Peptidic natural products, or PNPs, are groupings of amino acids that can make for effective antibiotics like penicillin and vancomycin. These chemical compounds are produced by microbes to kill off competing organisms and can exist everywhere, including in soil and in the human body.
VarQuest, an algorithm created by researchers at Carnegie Mellon University, the University of California San Diego and Saint Petersburg State University in Russia, has given scientists a way to quickly identify previously undiscovered PNPs.
Hosein Mohimani, assistant professor of computational biology in CMU's school of computer science, said that since the time of Alexander Fleming—who made his historic discovery of penicillin almost by accident— scientists have been looking for new ones.
"We are taking advantage of this warfare in the microbial world to extract these natural products and use them as antibiotics to kill human pathogens," said Mohimani.
He said that over the last decade, scientists have mostly been using an instrument called a mass spectrometer to try and find the PNPs within promising samples of material. The basic process is that a scientist will feed a sample into this instrument, which then sorts all of the present chemical compounds by weighing them very precisely.
For each compound, the mass spectrometer will spit out what Mohimani describes as a kind of "fingerprint" that reflects its structure. However, that fingerprint doesn't say exactly what that compound is, so when scientists catalog these results into databases, they face the challenge of picking out the PNPs from everything else.

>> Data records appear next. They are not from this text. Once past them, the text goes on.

PR #1233, opened 2017-12-13
Add Time To Live to Gossip Message and Requests

agunde406:
also remove unused function from IdentityCache

### DIFF
--- a/validator/sawtooth_validator/journal/responder.py
+++ b/validator/sawtooth_validator/journal/responder.py
@@ -268,7 +268,7 @@ class BatchByTransactionIdResponderHandler(Handler):
         if batches == [] and len(not_requested) == \
                 len(batch_request_message.ids):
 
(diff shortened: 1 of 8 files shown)


validator/sawtooth_validator/journal/responder.py
```diff
@@ -180,26 +185,33 @@ def handle(self, connection_id, message_content):
...
+
+                    self._responder.add_request(batch_request_message.id,
+                                                connection_id)
             else:
                 LOGGER.debug("Batch %s has already been requested",
                              batch_request_message.id)
 
-            self._responder.add_request(batch_request_message.id,
-                                        connection_id)
+                self._responder.add_request(batch_request_message.id,
```
peterschwarz: This may explain duplicates batch requests...

agunde406:
updated int32 -> uint32

PR #1236, opened 2017-12-14
Move TP list to own section; add missing TPs

chenette:
This PR does two things to the list of transaction processor commands (aka executables) in the Application Developer's Guide:

Adds the missing TP commands:
- identity-tp
- block-info-tp
- smallbank-tp

Moves the list of transaction processor commands into a separate section so that the info appears only once (and is easier to find in the Contents). The list was in both the Ubuntu and AWS procedures, but the info isn't necessary for the steps in those procedures.

### DIFF
--- a/docs/source/app_developers_guide/example_transaction_processors.rst
+++ b/docs/source/app_developers_guide/example_transaction_processors.rst
@@ -1,0 +1,40 @@
+******************************
+Example Transaction Processors
+******************************
+
+Sawtooth includes several transaction families as examples for developing a
+transaction processor. The following executables are available:
+
+* ``block-info-tp`` - BlockInfo transaction processor, written in Python
+
+* ``identity-tp`` - Identity transaction processor, written in Python
+
+* ``intkey-tp-go`` - IntegerKey transaction processor, written in Go
+
+* ``intkey-tp-java`` - IntegerKey transaction processor, written in Java
+
+* ``intkey-tp-javascript`` - IntegerKey transaction processor, written in
+  JavaScript (Node.js)
+
+* ``intkey-tp-python`` - IntegerKey transaction processor, written in Python
+
+* ``poet-validator-registry-tp`` - Validator Registry transaction processor,
+  which is used by the PoET consensus algorithm implementation to keep track of
+  other validators
+
+* ``settings-tp`` - Settings family transaction processor, written in Python
+
+  .. note::
+
+    In a production environment, you should always run a transaction processor
+    that supports the Settings transaction family.
+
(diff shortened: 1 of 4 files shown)


docs/source/app_developers_guide/example_transaction_processors.rst
```diff
@@ -0,0 +1,40 @@
...
+* ``block-info-tp`` - BlockInfo transaction processor (written in Python)
+
+* ``identity-tp`` - Identity transaction processor (written in Python)
+
+* ``intkey-tp-go`` - IntegerKey transaction processor written in Go
+
+* ``intkey-tp-java`` - IntegerKey transaction processor written in Java
+
+* ``intkey-tp-javascript`` - IntegerKey transaction processor written in
+  JavaScript (requires node.js)
```
delventhalz: Node.js is typically capitalized.

The "required" wording also feels a little odd to me, since Node is a runtime environment (as opposed to a browser), rather than real a dependency. I think just `(Node.js)`, would be preferable, and is more typical of what you'd see when people are trying to emphasize JS is not meant for the browser.

docs/source/app_developers_guide/example_transaction_processors.rst
```diff
@@ -0,0 +1,40 @@
...
+
+  .. note::
+
+    In a production environment, you should always run a transaction processor
+    that supports the Settings transaction family.
+
+* ``smallbank-tp`` - Smallbank transaction processor (written in Go)
+
+* ``xo-tp-javascript`` - XO transaction processor written in JavaScript
+  (requires node.js)
```
delventhalz: Same Node.js note above.

docs/source/app_developers_guide/example_transaction_processors.rst
```diff
@@ -0,0 +1,40 @@
...
+******************************
+
+Sawtooth includes several transaction families as examples for developing a
+transaction processor. The following executables are available:
+
+* ``block-info-tp`` - BlockInfo transaction processor (written in Python)
+
+* ``identity-tp`` - Identity transaction processor (written in Python)
+
+* ``intkey-tp-go`` - IntegerKey transaction processor written in Go
```
peterschwarz: Inconsistent use of parens around the "written in X"

docs/source/app_developers_guide/example_transaction_processors.rst
chenette: Fixed.

docs/source/app_developers_guide/example_transaction_processors.rst
chenette: Fixed.

PR #1241, opened 2017-12-14
Add PoET sgx build to build_all script.

cianx:

### DIFF
--- a/bin/build_all
+++ b/bin/build_all
@@ -28,6 +28,7 @@ ALL_TARGETS="
         go
         java
         javascript
+        poet_sgx
         python
         rust
 "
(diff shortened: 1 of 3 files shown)


bin/build_all
```diff
@@ -281,7 +284,10 @@ then
         docker_build docker/sawtooth-dev-javascript docker/ sawtooth-xo-tp-javascript
         docker_run sawtooth-dev-javascript
     }
-
+    build_poet_sgx() {
+        docker_build docker/sawtooth-dev-poet-sgx docker/ sawtooth-dev-poet-sgx
+        docker_run sawtooth-dev-poet-sgx
+    }
```
aludvik: Since you're not supporting installed mode, I would follow the pattern used by `build_external()` instead.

"The field of natural product discovery is turning into a big data field where there are large-scale data sets collected from microbial samples," said Mohimani. "[We are] searching against billions of data points created by mass spectrometers."
Mohimani said that previously, it would have taken a computer hundreds of years to search through all of the world's existing data points using a "brute force" strategy: checking each data point, one by one, to see if it's a PNP or not.
VarQuest was able to comb through this same amount of information in just a few hours. Mohimani said that the algorithm arranges the information in these databases in a way that makes it easy to find "fingerprints" that share certain patterns which scientists have already associated with PNPs.
"This is analogous to the way that Google's search engine searches the whole web for a specific pattern given by the user," said Mohimani. "We were able to find thousands of novel variants of known antibiotics."
He said these new discoveries could give scientists a leg up in fighting bacteria like MRSA that are rapidly mutating and growing resistant to existing antibiotics.